Copy out every line from the records that includes "expect".

----- THE INPUT

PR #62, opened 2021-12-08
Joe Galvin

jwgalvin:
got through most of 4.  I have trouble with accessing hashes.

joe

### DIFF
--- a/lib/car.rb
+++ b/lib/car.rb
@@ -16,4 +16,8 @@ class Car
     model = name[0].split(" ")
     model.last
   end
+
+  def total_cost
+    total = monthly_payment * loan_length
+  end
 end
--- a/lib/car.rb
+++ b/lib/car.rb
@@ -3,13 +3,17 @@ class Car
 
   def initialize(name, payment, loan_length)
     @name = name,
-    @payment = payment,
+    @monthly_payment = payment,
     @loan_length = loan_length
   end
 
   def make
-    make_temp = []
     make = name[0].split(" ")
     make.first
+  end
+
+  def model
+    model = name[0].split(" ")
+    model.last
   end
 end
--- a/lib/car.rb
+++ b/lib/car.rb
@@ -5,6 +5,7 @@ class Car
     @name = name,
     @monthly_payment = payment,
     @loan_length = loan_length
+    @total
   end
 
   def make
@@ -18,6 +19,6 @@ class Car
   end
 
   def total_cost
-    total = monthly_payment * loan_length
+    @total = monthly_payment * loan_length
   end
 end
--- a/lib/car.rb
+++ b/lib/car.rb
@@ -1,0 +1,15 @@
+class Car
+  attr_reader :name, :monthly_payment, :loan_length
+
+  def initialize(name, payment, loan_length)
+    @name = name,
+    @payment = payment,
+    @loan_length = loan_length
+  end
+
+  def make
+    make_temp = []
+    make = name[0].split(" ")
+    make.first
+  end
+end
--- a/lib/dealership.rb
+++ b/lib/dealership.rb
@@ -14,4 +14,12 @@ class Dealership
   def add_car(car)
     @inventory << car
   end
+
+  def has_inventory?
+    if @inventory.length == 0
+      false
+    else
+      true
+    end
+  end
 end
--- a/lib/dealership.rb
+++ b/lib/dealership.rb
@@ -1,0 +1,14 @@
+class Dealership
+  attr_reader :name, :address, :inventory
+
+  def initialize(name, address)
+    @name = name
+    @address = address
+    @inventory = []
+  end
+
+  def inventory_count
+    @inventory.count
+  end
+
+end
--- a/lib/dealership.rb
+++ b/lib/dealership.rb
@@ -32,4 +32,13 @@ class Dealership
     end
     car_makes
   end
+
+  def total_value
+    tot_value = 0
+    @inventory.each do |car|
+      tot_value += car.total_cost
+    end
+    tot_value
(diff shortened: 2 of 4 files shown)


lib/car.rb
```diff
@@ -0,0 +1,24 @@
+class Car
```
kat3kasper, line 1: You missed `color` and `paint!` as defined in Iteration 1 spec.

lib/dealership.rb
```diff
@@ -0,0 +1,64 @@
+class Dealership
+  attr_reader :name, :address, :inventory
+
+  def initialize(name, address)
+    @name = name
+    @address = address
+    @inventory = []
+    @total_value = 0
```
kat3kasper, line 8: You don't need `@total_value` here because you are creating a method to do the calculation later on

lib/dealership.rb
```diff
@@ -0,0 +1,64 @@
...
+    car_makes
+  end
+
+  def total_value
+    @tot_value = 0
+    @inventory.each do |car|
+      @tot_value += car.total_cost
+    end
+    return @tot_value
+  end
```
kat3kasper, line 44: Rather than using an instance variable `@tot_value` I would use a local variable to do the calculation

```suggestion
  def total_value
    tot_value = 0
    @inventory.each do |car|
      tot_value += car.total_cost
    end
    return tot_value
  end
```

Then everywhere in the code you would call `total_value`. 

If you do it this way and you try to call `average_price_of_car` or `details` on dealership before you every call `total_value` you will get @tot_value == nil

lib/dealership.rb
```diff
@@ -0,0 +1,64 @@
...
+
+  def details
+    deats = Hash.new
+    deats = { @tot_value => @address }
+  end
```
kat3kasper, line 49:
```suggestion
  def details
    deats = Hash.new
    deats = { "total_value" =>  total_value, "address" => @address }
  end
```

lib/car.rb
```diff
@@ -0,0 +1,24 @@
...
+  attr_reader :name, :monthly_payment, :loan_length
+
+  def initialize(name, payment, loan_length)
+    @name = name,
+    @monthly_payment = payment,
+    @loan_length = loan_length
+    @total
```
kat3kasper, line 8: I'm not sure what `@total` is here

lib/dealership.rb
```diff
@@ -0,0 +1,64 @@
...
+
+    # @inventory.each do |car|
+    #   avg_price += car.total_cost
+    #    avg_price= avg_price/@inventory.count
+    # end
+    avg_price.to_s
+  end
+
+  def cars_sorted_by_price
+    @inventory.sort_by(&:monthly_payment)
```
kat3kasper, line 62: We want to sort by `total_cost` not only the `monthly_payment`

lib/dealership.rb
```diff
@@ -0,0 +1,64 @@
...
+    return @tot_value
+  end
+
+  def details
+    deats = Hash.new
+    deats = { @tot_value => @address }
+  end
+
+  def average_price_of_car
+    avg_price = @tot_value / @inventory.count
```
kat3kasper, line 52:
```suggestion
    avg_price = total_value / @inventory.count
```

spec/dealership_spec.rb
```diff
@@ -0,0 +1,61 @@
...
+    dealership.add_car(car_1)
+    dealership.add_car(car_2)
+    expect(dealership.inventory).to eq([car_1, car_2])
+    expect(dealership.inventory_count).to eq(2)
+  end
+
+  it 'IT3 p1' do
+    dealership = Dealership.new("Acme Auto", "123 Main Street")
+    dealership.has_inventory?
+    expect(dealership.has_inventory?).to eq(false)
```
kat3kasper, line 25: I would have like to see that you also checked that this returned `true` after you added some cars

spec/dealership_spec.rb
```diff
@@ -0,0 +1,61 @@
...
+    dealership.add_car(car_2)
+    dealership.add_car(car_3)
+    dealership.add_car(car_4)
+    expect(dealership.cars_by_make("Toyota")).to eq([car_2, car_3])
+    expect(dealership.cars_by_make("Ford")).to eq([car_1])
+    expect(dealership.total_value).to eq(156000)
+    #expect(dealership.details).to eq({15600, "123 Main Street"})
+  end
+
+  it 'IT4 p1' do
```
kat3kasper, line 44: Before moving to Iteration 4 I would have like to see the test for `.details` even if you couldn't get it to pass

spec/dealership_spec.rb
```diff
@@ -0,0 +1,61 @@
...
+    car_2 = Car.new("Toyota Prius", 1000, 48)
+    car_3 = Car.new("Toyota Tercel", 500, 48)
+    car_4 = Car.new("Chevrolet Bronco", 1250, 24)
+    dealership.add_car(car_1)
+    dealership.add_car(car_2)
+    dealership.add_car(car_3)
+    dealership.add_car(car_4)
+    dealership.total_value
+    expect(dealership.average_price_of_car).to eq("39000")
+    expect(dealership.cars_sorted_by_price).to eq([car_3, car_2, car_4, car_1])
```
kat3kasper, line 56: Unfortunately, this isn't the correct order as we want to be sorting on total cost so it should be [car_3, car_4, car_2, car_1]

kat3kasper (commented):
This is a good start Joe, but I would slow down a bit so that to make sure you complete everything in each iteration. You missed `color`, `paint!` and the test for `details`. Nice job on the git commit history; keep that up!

----------

* RESPONSE BELOW:
+    expect(dealership.inventory).to eq([car_1, car_2])
+    expect(dealership.inventory_count).to eq(2)
+    expect(dealership.has_inventory?).to eq(false)
+    expect(dealership.cars_by_make("Toyota")).to eq([car_2, car_3])
+    expect(dealership.cars_by_make("Ford")).to eq([car_1])
+    expect(dealership.total_value).to eq(156000)
+    #expect(dealership.details).to eq({15600, "123 Main Street"})
+    expect(dealership.average_price_of_car).to eq("39000")
+    expect(dealership.cars_sorted_by_price).to eq([car_3, car_2, car_4, car_1])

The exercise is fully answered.